[DATA SECTION]

PR #1963, opened 2021-11-19
Clarify `ServiceDiscovererEvent` contract related to address and status

idelpivnitskiy:
Motivation:

Add a note that clarifies how subsequent events are treated by SD
contract.

### DIFF
--- a/servicetalk-client-api/src/main/java/io/servicetalk/client/api/ServiceDiscovererEvent.java
+++ b/servicetalk-client-api/src/main/java/io/servicetalk/client/api/ServiceDiscovererEvent.java
@@ -27,6 +27,10 @@ import static io.servicetalk.client.api.ServiceDiscovererEvent.Status.UNAVAILABL
 public interface ServiceDiscovererEvent<ResolvedAddress> {
     /**
      * Get the resolved address which is the subject of this event.
+     * <p>
+     * Note: all subsequent events for the same address override its {@link #status()} or any additional meta-data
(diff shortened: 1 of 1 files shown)


servicetalk-client-api/src/main/java/io/servicetalk/client/api/ServiceDiscovererEvent.java
```diff
@@ -27,6 +27,10 @@
 public interface ServiceDiscovererEvent<ResolvedAddress> {
     /**
      * Get the resolved address which is the subject of this event.
+     * <p>
+     * Note: all subsequent events for the same address override its {@link #status()} or any additional meta-data
```
Scottmitch, line 31: maybe this type of comment is better placed on the `ServiceDiscoverer` where this constraint is expected to be honored (`ServiceDiscovererEvent` just carries the data)

Scottmitch (approved):

servicetalk-client-api/src/main/java/io/servicetalk/client/api/ServiceDiscovererEvent.java
idelpivnitskiy: I don't see a good place in `ServiceDiscoverer` for this note without rewriting it to clarify all aspects of `ServiceDiscovererEvent`. I will leave it here for now and we can polish documentation as a separate effort across all modules.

[/DATA SECTION]

**TASK BRIEF:**
Within the entries, find all lines that contain "servicetalk" and copy each one.

**COMPLETED TASK:**
--- a/servicetalk-client-api/src/main/java/io/servicetalk/client/api/ServiceDiscovererEvent.java
+++ b/servicetalk-client-api/src/main/java/io/servicetalk/client/api/ServiceDiscovererEvent.java
@@ -27,6 +27,10 @@ import static io.servicetalk.client.api.ServiceDiscovererEvent.Status.UNAVAILABL
servicetalk-client-api/src/main/java/io/servicetalk/client/api/ServiceDiscovererEvent.java
servicetalk-client-api/src/main/java/io/servicetalk/client/api/ServiceDiscovererEvent.java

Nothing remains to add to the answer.